To verify the dependency on *ɛ*^{2} and on NA^{6} of the refocusing criterion, we simulate the effect of a numerical aperture on a 5 *μ*m particle for different value of NA (from 0.05 to 1 with step of 0.05). We then propagate this particle in order to obtain a defocus particle seen through a numerical aperture. This simulates a recorded defocus particle depending on the numerical aperture. On Fig. 1(a), we see the initial simulated particle of 5*μm* diameter where 1*μm* = 10 pixels. We filter it by a NA of 0.3 on Fig. 1(b) and defocus it to −50*μm* from the focus plane in Fig. 1(c). We then apply the digital holographic propagation with incremental steps and we compute, for each step, the refocusing criterion ∫ |*t _{ɛ}*(

*x*′

*,y*′)|

*dx*′

*dy*′ − ∫|

*t*(

*x,y*)|

*dxdy*in order to verify the dependency on

*ɛ*

^{2}and NA

^{6}.

#### 3.1. The ɛ^{2} dependency

First, we fix the numerical aperture and analyze the evolution of the refocusing criterion as a function of *ɛ*. For small values of numerical aperture (0.05, 0.1 and 0.15), the *ɛ*^{2} dependency is very well verified as shown in Fig. 2. In order to point out the dependency of the refocusing criterion, we use a logarithmic representation to extract directly the slope and confirm the second-power dependency on *ɛ*. It is so expected to obtain a straight line with a slope equal to 2. Before computing the logarithm, we translate the curve to the right in order to put the focus plane (50*μm*) at 0 and perform the analysis on the right positive part thanks to the symmetry of the curve.

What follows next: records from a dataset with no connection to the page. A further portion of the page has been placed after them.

PR #158, opened 2020-11-05
fix(logstreaming): fixes to logstreaming setup

roleyfoley:
## Description
A collection of changes to the log streaming setup for access logs and WAF logs 
- Moves the resource definitions into the state definition to allow for them to be discovered by tools which use component states 
- Updates the naming of the firehose stream to ensure they are unique - previously this was based on the link destination Id which causes problems when we have multiple components forwarding to the same destination, such as the ops data link 
- Truncates stream naming to 64 chars to align with the requirements of the resource naming
- Add subset checks during the setup macro to ensure that we align with resource sets 
- Defines fixed prefixes for opsdata forwarding to avoid conflicts on data type and logging component 
- Updates the WAF logging setup to pass the Id to the script function and replace the existing cli based configuration requirements 

## Motivation and Context
These issues were found on testing an existing deployment which had WAF logging enabled 

## How Has This Been Tested?

## Types of changes

## Followup Actions
- [x] Requires: https://github.com/hamlet-io/executor-bash/pull/125 

## Checklist:
- [X] None of the above.


ml019 (approved):
No issues. Expect further testing in client dpeloyments.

For bigger value of NA, the dependency is slightly lower than the second order of *ɛ*. On Fig. 3, the curves for the numerical apertures 0.2, 0.3, 0.4 and 0.5 are shown where we see that we obtain a good linearity although we observe a deviation for the higher values. The deviation with respect to the linearity is originated from the fact that the *ɛ*^{2} dependency is valid for small value of *ɛ*.

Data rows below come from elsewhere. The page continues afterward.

PR #165, opened 2020-11-11
New Module - Log Consolidator

RossMurr4y:
## Description

This PR implements solution-wide log consolidation into a standardised format which is then ready for ingestion into ElasticSearch.

Components with standard logging behaviour to CloudWatch are monitored by a “LogWatcher” data feed using Kinesis Firehose. The logs are then processed by a Lambda Function to filter and process the logs into destination locations based on the log type. Once processed and sorted by type, the logs can be ingested by 3rd party tooling such as ElasticSearch for solution-wide log analysis.

Components that have non-standard logging behaviour such as the API Gateway receive their own Kinesis Firehose stream, which then outputs its logs to a fixed destination. From there the logs are replicated into the consolidation log store.

Unless provided new parameters for a log processing lambda, the default implementation will retrieve and use the [hamlet lambda-log-processor](https://github.com/hamlet-io/lambda-log-processors/releases/download/v1.0.2/cloudwatch-firehose.zip)

## Motivation and Context

It is desirable to be able to have all logs across an entire layer consolidated into one location. These can then be fed into a tool such as ElasticSearch or a SIEM.

## How Has This Been Tested?

Tested at the product and tenant levels.

## Types of changes

## Followup Actions

- [ ]  Add test cases as per the to-dos

## Checklist:

- [x] None of the above.


aws/modules/consolidate-logs/module.ftl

In the Fig. 4, we plotted the evolution of the refocusing criterion (renormalized) as a function of *ɛ* for the different values of numerical aperture where we can observe the typical parabolic shapes of the criterion for different numerical apertures of the lens.

In order to verify this *ɛ*^{2} dependency experimentally, we perform a test on a digital hologram of an opaque polyethylene spherical particle of 220 *μ*m diameter. The digital holographic microscope used for this experiment is a Mach-Zehnder interferometer in a microscope configuration working with a partial spatial coherent source, described in [15]. The field of view is 720 *μ*m × 720 *μ*m recorded on 1024 × 1024 pixels. The x10 microscope lenses have a numerical aperture of 0.10. The particle is recorded in a defocused plane of approximately −80*μ*m, as shown in the Fig. 5(a).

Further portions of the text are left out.